The IPCC is a United Nations body assessing the science related to climate change, which has 195 member states.
UQ Global Change Institute Director Professor Ove Hoegh-Guldberg , a coordinating lead author of the IPCC report said current analysis revealed we could still meet a 1.5°C target.
“However, it will involve a very significant increase in addressing the mitigation challenge,” he said.
“I hope that governments and the public read this important document and begin the deep and concerted action required to avoid the serious impacts of reaching and exceeding global warming of 2.0 °C.
“We are at one-minute-to-midnight on the clock showing the time left to act on climate change," Professor Hoegh-Guldberg said.

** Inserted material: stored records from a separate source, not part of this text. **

PR #64, opened 2021-05-20
Remove pctl get and update list to show catalog source instead of status

aclevername:
### Description

We no longer have the `status.conditions` being set, so thats been removed. It makes sense instead to show the catalog entry a profile was installed from. Also removes the `get` command as `list` shows all the information you need.

```
-> % ./pctl install nginx-catalog/weaveworks-nginx/v0.1.0
generating subscription for profile nginx-catalog/weaveworks-nginx:


-> % k apply -f weaveworks-nginx
gitrepository.source.toolkit.fluxcd.io/pctl-profile-profiles-examples-v0.1.0 created
gitrepository.source.toolkit.fluxcd.io/pctl-profile-profiles-examples-v0.0.1 created
helmrelease.helm.toolkit.fluxcd.io/pctl-profile-bitnami-nginx-nginx-server created
helmrelease.helm.toolkit.fluxcd.io/pctl-profile-weaveworks-nginx-dokuwiki created
helmrepository.source.toolkit.fluxcd.io/pctl-profile-profiles-examples-dokuwiki created
kustomization.kustomize.toolkit.fluxcd.io/pctl-profile-weaveworks-nginx-nginx-deployment created
profilesubscription.weave.works/pctl-profile created

-> % ./pctl list
NAMESPACE       NAME            PROFILE                 VERSION CATALOG
default         pctl-profile    weaveworks-nginx        v0.1.0  nginx-catalog
```

### Checklist


tests/integration/integration_test.go
```diff
@@ -449,7 +396,7 @@ status: {}
 					"--create-pr",
 					"--branch",
 					branch,
-					"nginx-catalog/weaveworks-nginx")
+					"nginx-catalog/weaveworks-nginx/v0.1.0")
```
Skarlso, line 399: We should also have one without version right? Because that also should work. Or do we have one I just don't see it? :D

Skarlso (approved):
LGTM, one question

tests/integration/integration_test.go
aclevername: I think it didn't work actually, which is why I modified it!

Issue #62, opened 2021-05-19
Fix create-pr test


Skarlso:
Right now, the test fails because it's expecting a single file to be there, but that's no longer the case because we are generating multiple artifacts now.

PR #65, opened 2021-05-20
Fixed the create-pr test and introduced out folder to install

Skarlso:
### Description

Closes https://github.com/weaveworks/pctl/issues/62

### Checklist

### DIFF
--- a/cmd/pctl/install.go
+++ b/cmd/pctl/install.go
@@ -3,7 +3,6 @@ package main
 import (
 	"errors"
 	"fmt"
-	"path/filepath"
 	"strings"
 
 	"github.com/urfave/cli/v2"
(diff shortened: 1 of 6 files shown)


pkg/git/git.go
```diff
@@ -151,10 +149,10 @@ func (g *CLIGit) Push() error {
 func (g *CLIGit) Add() error {
 	fmt.Println("adding unstaged changes")
 	args := []string{
-		"--git-dir", filepath.Join(g.Location, ".git"),
-		"--work-tree", g.Location,
+		"--git-dir", filepath.Join(g.Directory, ".git"),
+		"--work-tree", g.Directory,
 		"add",
-		g.Filename,
+		".",
```
Skarlso, line 155: I don't necessarily like this, but we don't know what files it generated so we kind of need to add anything that is pending after install.

cmd/pctl/install.go
```diff
@@ -59,6 +58,12 @@ func installCmd() *cli.Command {
 				DefaultText: "main",
 				Usage:       "The base branch to open a PR against.",
 			},
+			&cli.StringFlag{
+				Name:        "out",
+				DefaultText: "current",
+				Value:       ".",
+				Usage:       "Optional location to output generated files into.",
+			},
```
aclevername, line 66: its slightly misleading, its "the location to create the profile installation directory in", as opposed to the place where the contents of the profile installation go in

Skarlso: ah, true, that was before I realised it creates a folder. :D

aclevername (approved):
LGTM!

PR #236, opened 2020-09-29
Conform 'current time' definition to the current hr-time spec

igneel64:
Conform 'current time' definition to the current hr-time spec [current high resolution time](https://w3c.github.io/hr-time/#dfn-current-high-resolution-time). 

Added `HR-TIME-ED` localBiblio entry.

***
<a href="https://pr-preview.s3.amazonaws.com/igneel64/resource-timing/pull/236.html" title="Last updated on Sep 29, 2020, 2:16 PM UTC (f581ed7)">Preview</a> | <a href="https://pr-preview.s3.amazonaws.com/w3c/resource-timing/236/05e9c1b...igneel64:f581ed7.html" title="Last updated on Sep 29, 2020, 2:16 PM UTC (f581ed7)">Diff</a>

### DIFF
--- a/index.html
+++ b/index.html
@@ -63,6 +63,13 @@
     wgPatentURI:  "https://www.w3.org/2004/01/pp-impl/45211/status",
     wgPatentPolicy: "PP2017",
     xref: ["html", "hr-time-2", "performance-timeline-2"],
+    localBiblio: {
+      "HR-TIME-ED": {
+        title: "High Resolution Time Editor's Draft",
+        status: "ED",
+        href: "https://w3c.github.io/hr-time/", 
+      },
+    }
   };
 </script>
 </head>
@@ -216,9 +223,9 @@ milliseconds since the start of navigation of the document
 [[HR-TIME-2]]. For example, the <a data-cite=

The world has warmed by one degree Celsius since the pre-industrial period and the science is clear that it is caused by humans.
Activities such as burning fossil fuels and cutting down forests raise greenhouse gas levels in the atmosphere, causing the planet to warm.
The report found that the world is already experiencing the impacts of rapid and unequivocal global warming such as the decline of coral reefs, sea level rise, Arctic sea ice loss, decreasing biodiversity, declining crop yields, more frequent heatwaves and droughts in some regions, and heavy rainfall events in others.
Some places, or hotspots are changing at different rates and are warming faster than the global average.
By the decade 2006-2015, 20 to 40 per cent of the global population had already experienced warming of 1.5°C in at least one season.
The summary also assessed the advantages of staying at 1.5°C versus achieving 2.0 °C and concluded that the cost of action was much lower than the cost of inaction.
"A key finding of the report is that 1.5°C is not a safe level of global warming; however it is much safer than 2.0 °C," Professor Hoegh-Guldberg said.
"We are still going to see many challenges at 1.5°C.
“The implications are quite serious for Australia, especially if the international community doesn’t urgently pull together to solve this problem.
"We need to show that we are serious about the issues which will affect our country for generations."